* [Exercise details]: Go through the data and retrieve each line that includes the string "only".

* [Records from a dataset]:
********************

PR #699, opened 2018-09-13
automated code inspect

BO41:
Automated code inspection by android studio. Fixing problems AS can fix automatically

part 2


BO41:
@dmfs okay, thanks.
I don't want to make huge PRs because they are hard to review. But this time it would be better because otherwise many conflicts occur.

I can make a new one, no problem. Either once you reviewed the others or after some other things got merged :)

PR #717, opened 2018-11-02
Added trigger reason due to restart

christianlupus:


documentation/concepts/notifications/notification-concept.adoc
```diff
@@ -16,6 +16,7 @@ This concept describes how notifications should be handled by OpenTasks.
 * Notification texts (ticker text, title, description ...)
 * Notification actions
 * Notification layout (use inbox style to show task text?)
+* Saving of task state during reboot (open reminder, deferred, confirmed)
```
dmfs: Right, that's absolutely something we have to consider.

documentation/concepts/notifications/notification-concept.adoc
```diff
@@ -57,6 +58,11 @@ A task has been deferred::
 
 The task has been deferred, either in the UI, a notification or "remotely" by a sync adapter.
 
+The device boots up::
```
dmfs: The intent is good, but this is the wrong place IMO. This section is about task properties which may result in a notification, i.e. for a notification to show up on boot it still requires one of these triggers having "occurred" either before shut down or during off-time. The boot event alone is not sufficient for a notification be created.

Restoring notifications on boot deserves its own section. Also, we should not just show a notification for all tasks which have started in the past. Some of these may have been acknowledged before the device was shut down. It could be annoying if they show up again on every reboot. So we need to maintain a state of visible notifications (hence the state diagram).

christianlupus: I am sorry, then I understood this wrongly. I thought you would collect all events that might case an notification to be fired. Of course a check needs to be carried out in order to avoid reissuing the same events over and over.
This is also the reason for the first change in the file.

dmfs:
@christianlupus please check the current version of the notification concept branch. I've made a couple of updates which should cover this PR as well.

christianlupus:
@dmfs I read through the document and added some hints where I see a minor enhancement. I hope I made clear what I was thinking (see commit message).

documentation/concepts/notifications/notification-concept.adoc
```diff
@@ -127,30 +127,32 @@ A task provider operation::
...
 
-   After booting the system no notifications are shown and wwe have to restore them.
+   After booting the system no notifications are shown and we have to restore them.
    Ideally we also restore start and due notifications which have not been
    dismissed yet.
 
 The app has been updated::
 
-   When the app is updated, it is first stopped, causing exiting notifications to be
+   When the app is updated, it is first stopped, causing existing notifications to be
```
dmfs: All OpenTasks notifications are exiting, aren't they? ;-)

documentation/concepts/notifications/notification-concept.adoc
```diff
@@ -127,30 +127,32 @@ A task provider operation::
 
     We don't distinguish between UI operations and sync adapter operations. We should
     check if a "notification relevant" field has been updated. This way we can avoid
-    notification updates in case only a field like "title" has been changed.
+    notification updates in case only a field like "description" has been changed.
```
dmfs: Oh, true. Notifications show the title :-o

documentation/concepts/notifications/notification-concept.adoc
christianlupus: Yes ;-)

documentation/concepts/notifications/notification-concept.adoc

********************

* [Result below]:
-    notification updates in case only a field like "title" has been changed.
+    notification updates in case only a field like "description" has been changed.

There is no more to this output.